Saved data entries
PR #1284, opened 2023-10-27
Fixed error log

jakobht:
**What changed?**
We currently log the wrong error which is always nil, so fixed to log the correct error

**Why?**
Because we log the wrong error

**How did you test it?**
N/A

**Potential risks**
Very low, just changing a log


3vilhamster (approved):
Ok

PR #1286, opened 2023-11-01
add WithTaskListMapper and WithWorkflowTasklistMapper utils for workflow executions

shijiesheng:
**What changed?**

* Added util functions to change tasklists (activity tasklists and workflow tasklists)

**Why?**

This is needed for internal usage to support tenancy separation

**How did you test it?**

unit test

**Potential risks**

### DIFF
--- a/internal/workflow.go
+++ b/internal/workflow.go
@@ -1413,6 +1413,13 @@ func WithWorkflowTaskList(ctx Context, name string) Context {
 	return ctx1
 }
 
+// WithWorkflowTaskListApply returns a copy of context and changes workflow tasklist with apply function.
+func WithWorkflowTaskListApply(ctx Context, apply func(*string) *string) Context {
+	ctx1 := setWorkflowEnvOptionsIfNotExist(ctx)
+	getWorkflowEnvOptions(ctx1).taskListName = apply(getWorkflowEnvOptions(ctx1).taskListName)
+	return ctx1
+}
+
 // WithWorkflowID adds a workflowID to the context.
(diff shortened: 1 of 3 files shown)


internal/workflow.go
```diff
@@ -1413,6 +1413,13 @@ func WithWorkflowTaskList(ctx Context, name string) Context {
 	return ctx1
 }
 
+// WithWorkflowTaskListApply returns a copy of context and changes workflow tasklist with apply function.
```
taylanisikdemir, line 1416: nit: maybe a better name is `WithWorkflowTaskListMapper`

internal/workflow.go
```diff
@@ -1413,6 +1413,13 @@ func WithWorkflowTaskList(ctx Context, name string) Context {
...
+func WithWorkflowTaskListApply(ctx Context, apply func(*string) *string) Context {
```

WHAT IS REQUIRED - Would you please repeat all the entries exactly as written?

RESPONSE AREA -
PR #1284, opened 2023-10-27
Fixed error log

jakobht:
**What changed?**
We currently log the wrong error which is always nil, so fixed to log the correct error

**Why?**
Because we log the wrong error

**How did you test it?**
N/A

**Potential risks**
Very low, just changing a log


3vilhamster (approved):
Ok

PR #1286, opened 2023-11-01
add WithTaskListMapper and WithWorkflowTasklistMapper utils for workflow executions

shijiesheng:
**What changed?**

* Added util functions to change tasklists (activity tasklists and workflow tasklists)

**Why?**

This is needed for internal usage to support tenancy separation

**How did you test it?**

unit test

**Potential risks**

### DIFF
--- a/internal/workflow.go
+++ b/internal/workflow.go
@@ -1413,6 +1413,13 @@ func WithWorkflowTaskList(ctx Context, name string) Context {
 	return ctx1
 }
 
+// WithWorkflowTaskListApply returns a copy of context and changes workflow tasklist with apply function.
+func WithWorkflowTaskListApply(ctx Context, apply func(*string) *string) Context {
+	ctx1 := setWorkflowEnvOptionsIfNotExist(ctx)
+	getWorkflowEnvOptions(ctx1).taskListName = apply(getWorkflowEnvOptions(ctx1).taskListName)
+	return ctx1
+}
+
 // WithWorkflowID adds a workflowID to the context.
(diff shortened: 1 of 3 files shown)


internal/workflow.go
```diff
@@ -1413,6 +1413,13 @@ func WithWorkflowTaskList(ctx Context, name string) Context {
 	return ctx1
 }
 
+// WithWorkflowTaskListApply returns a copy of context and changes workflow tasklist with apply function.
```
taylanisikdemir, line 1416: nit: maybe a better name is `WithWorkflowTaskListMapper`

internal/workflow.go
```diff
@@ -1413,6 +1413,13 @@ func WithWorkflowTaskList(ctx Context, name string) Context {
...
+func WithWorkflowTaskListApply(ctx Context, apply func(*string) *string) Context {
```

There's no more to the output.